:: Task requirements ::
Your answer should be the lines of the data below that contain "good".

:: Source records ::
------------------------------------

PR #1277, opened 2021-05-01
Use `markdown-cli` to check markdown for the style errors

mathbunnyru:

PR #1286, opened 2021-05-04
Regular update 2021-05-04

romainx:
Hello,

- Few packages updated
- Fix Hadolint warnings
- Style

Not updated Mambaforge version since it brings a new version of Python `3.9` thanks @mathbunnyru for the heads-up.

- Added a test to check the Python version to avoid this kind of surprise in the future.

Best.

### DIFF
--- a/base-notebook/Dockerfile
+++ b/base-notebook/Dockerfile
@@ -24,7 +24,7 @@ USER root
 # (ARGS are in lower case to distinguish them from ENV)
 # Check https://github.com/conda-forge/miniforge/releases
 # Conda version
-ARG conda_version="4.10.1"
+ARG conda_version="4.10.0"
 # Miniforge installer patch version
 ARG miniforge_patch_number="0"
 # Miniforge installer architecture
@@ -39,7 +39,7 @@ ARG miniforge_version="${conda_version}-${miniforge_patch_number}"
 # Miniforge installer
 ARG miniforge_installer="${miniforge_python}-${miniforge_version}-Linux-${miniforge_arch}.sh"
 # Miniforge checksum
-ARG miniforge_checksum="d4065b376f81b83cfef0c7316f97bb83337e4ae27eb988828363a578226e3a62"
+ARG miniforge_checksum="c56cc2da96043688c6bdb521d825de27754de0a342d5228ba3155cd94532ff75"
 
 # Install all OS dependencies for notebook server that starts but lacks all
 # features (e.g., download as all possible file formats)
--- a/base-notebook/Dockerfile
+++ b/base-notebook/Dockerfile
@@ -39,7 +39,7 @@ ARG miniforge_version="${conda_version}-${miniforge_patch_number}"
 # Miniforge installer
 ARG miniforge_installer="${miniforge_python}-${miniforge_version}-Linux-${miniforge_arch}.sh"
 # Miniforge checksum
-ARG miniforge_checksum="2eb2226214aeec849d9fc935ac092e669993a666a6b25c613b1efc9590441777"
+ARG miniforge_checksum="d4065b376f81b83cfef0c7316f97bb83337e4ae27eb988828363a578226e3a62"
 
 # Install all OS dependencies for notebook server that starts but lacks all
 # features (e.g., download as all possible file formats)
@@ -51,10 +51,9 @@ RUN apt-get -q update \
     sudo \
     locales \
     fonts-liberation \
-    run-one \
- && apt-get clean && rm -rf /var/lib/apt/lists/*
-
-RUN echo "en_US.UTF-8 UTF-8" > /etc/locale.gen && \
+    run-one && \
+    apt-get clean && rm -rf /var/lib/apt/lists/* && \
+    echo "en_US.UTF-8 UTF-8" > /etc/locale.gen && \
     locale-gen
 
 # Configure environment
@@ -159,9 +158,8 @@ USER root
 
 # Prepare upgrade to JupyterLab V3.0 #1205
 RUN sed -re "s/c.NotebookApp/c.ServerApp/g" \
-    /etc/jupyter/jupyter_notebook_config.py > /etc/jupyter/jupyter_server_config.py
-
-RUN fix-permissions /etc/jupyter/
+    /etc/jupyter/jupyter_notebook_config.py > /etc/jupyter/jupyter_server_config.py && \
+    fix-permissions /etc/jupyter/
 
 # Switch back to jovyan to avoid accidental container runs as root
 USER $NB_UID
--- a/base-notebook/Dockerfile
+++ b/base-notebook/Dockerfile
@@ -24,7 +24,7 @@ USER root
 # (ARGS are in lower case to distinguish them from ENV)
 # Check https://github.com/conda-forge/miniforge/releases
 # Conda version
-ARG conda_version="4.10.0"
+ARG conda_version="4.10.1"
 # Miniforge installer patch version
 ARG miniforge_patch_number="0"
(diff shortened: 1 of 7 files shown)


base-notebook/Dockerfile
```diff
@@ -51,10 +51,9 @@ RUN apt-get -q update \
     sudo \
     locales \
     fonts-liberation \
-    run-one \
- && apt-get clean && rm -rf /var/lib/apt/lists/*
-
-RUN echo "en_US.UTF-8 UTF-8" > /etc/locale.gen && \
+    run-one && \
```
mathbunnyru, line 54: Please, fix the style for `&&` several lines above as well.

base-notebook/Dockerfile
```diff
@@ -51,10 +51,9 @@ RUN apt-get -q update \
...
+    apt-get clean && rm -rf /var/lib/apt/lists/* && \
+    echo "en_US.UTF-8 UTF-8" > /etc/locale.gen && \
```
mathbunnyru, line 56: I think having separate steps is actually good in this case (there is a clear distinction in the processes), so I would prefer hadolint ignore for this line.

base-notebook/Dockerfile
```diff
@@ -24,7 +24,7 @@ USER root
 # (ARGS are in lower case to distinguish them from ENV)
 # Check https://github.com/conda-forge/miniforge/releases
 # Conda version
-ARG conda_version="4.10.0"
+ARG conda_version="4.10.1"
```
mathbunnyru, line 27: This change is not actually that simple.
MiniForge has started using python 3.9, so with this change we will switch to python 3.9 as well.
You can see it in the tagging step :)

There is a small release note as well.
https://github.com/conda-forge/miniforge/releases

mathbunnyru (changes requested):

base-notebook/Dockerfile
mathbunnyru: Maybe we should wait at least till anaconda ships python 3.9 by default?

base-notebook/Dockerfile
mathbunnyru: After a closer look, it actually makes sense both ways, because several lines above we install locales. So, I'm ok with this change.

mathbunnyru (changes requested):
Let's think about updating python.

base-notebook/Dockerfile
romainx: Hello,

I do not understand what need to be fixed here regarding the style, sorry.

```dockerfile
fonts-liberation \
run-one && \
apt-get clean && rm -rf /var/lib/apt/lists/* && \
echo "en_US.UTF-8 UTF-8" > /etc/locale.gen && \
locale-gen
```

tensorflow-notebook/Dockerfile
```diff
@@ -7,8 +7,7 @@ LABEL maintainer="Jupyter Project <jupyter@googlegroups.com>"
 
 # Install Tensorflow
 RUN mamba install --quiet --yes \
-    'tensorflow=2.4.1' \
-    && \
```
romainx, line 11: @mathbunnyru is it the style you want to use? If it's the case I have fixed it.

base-notebook/Dockerfile
romainx: So if you are Ok :-)

base-notebook/Dockerfile
romainx: I did not even imagine that the version of Python could change in a patch release. If you want to master the python version and avoid an unwanted change in the future I think we have to write a test. I can do it.

romainx: For information, [Miniconda](https://docs.conda.io/en/latest/miniconda.html) (the previous installer is shipped also with Python 3.9 `Miniconda3-py39_4.9.2-Linux-x86_64.sh`.
What was applied here until now was to always use the latest versions of the software and to rely on tags if users want to use a previous version.

romainx:
I'm converted it do draft while waiting for @mathbunnyru approval.

base-notebook/Dockerfile
mathbunnyru: Several lines above the line start from `&&`like this: `&& apt-get install -yq --no-install-recommends \`

tensorflow-notebook/Dockerfile
mathbunnyru: No, I added the comment about the line I didn't like.

base-notebook/Dockerfile
mathbunnyru: I was also surprised by changing of the Python version in a patch release.

Yes, let's write a test, which detects the current python version and compares it with hardcoded constant - this way we will always know when python is updated.

Ok, let's write a test and update.

base-notebook/Dockerfile
romainx: Ok got it, I though the comment was related to my change, but Ok I've seen it.

tensorflow-notebook/Dockerfile
romainx: Ok because I've rolled back your previous style change and I made the link with your other remark on style with `&&` at the beginning of a line. So I would like to be sure.

base-notebook/Dockerfile
mathbunnyru: Thanks :)
Sorry for being not 100% clear.

tensorflow-notebook/Dockerfile
mathbunnyru: Thanks, right now the style looks good and consistent :)

base-notebook/Dockerfile
romainx: Sure I will do that 👍

romainx: Test implemented but I rolled back the version of Python to stick to `3.8.x`. We will update it later.

romainx:
@mathbunnyru I've implemented all the changes and also reverted to keep Python `3.8.x`. Please tell me if it's Ok for you now and I will merge it. Thanks.

base-notebook/test/test_python.py
```diff
@@ -0,0 +1,19 @@
...
+# Distributed under the terms of the Modified BSD License.
+import logging
+
+from packaging import version
+
+LOGGER = logging.getLogger(__name__)
+
+
+def test_python_version(container, python_max_version="3.9"):
+    """Check that python version is not higher than a max version"""
```
mathbunnyru, line 11:
```suggestion
    """Check that python version is lower than a max version"""
```

I would also change the word max to the word next.

mathbunnyru (changes requested):

base-notebook/test/test_python.py
romainx: Docstring changed, also change the word max to next as you suggested. I hope it will be Ok now.

mathbunnyru (approved):
👍

romainx:
Ok thanks, I will merge it. 
@mathbunnyru I'm gonna take a week break or a week and a half break, I will be able to spend a limited time here before so if something needs to be reviewed and merged before, tell me.

mathbunnyru:
> Ok thanks, I will merge it.
> @mathbunnyru I'm gonna take a week break or a week and a half break, I will be able to spend a limited time here before so if something needs to be reviewed and merged, tell me.

Could you please take a look in the PR: https://github.com/jupyter/docker-stacks/pull/1277?

mathbunnyru:
Another PR, which is ready (you already took a look and it should be good to go): https://github.com/jupyter/docker-stacks/pull/1288

So, two reviews in total, which can be easily merged.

------------------------------------

:: Finished task ::
mathbunnyru, line 56: I think having separate steps is actually good in this case (there is a clear distinction in the processes), so I would prefer hadolint ignore for this line.
mathbunnyru: Thanks, right now the style looks good and consistent :)
Another PR, which is ready (you already took a look and it should be good to go): https://github.com/jupyter/docker-stacks/pull/1288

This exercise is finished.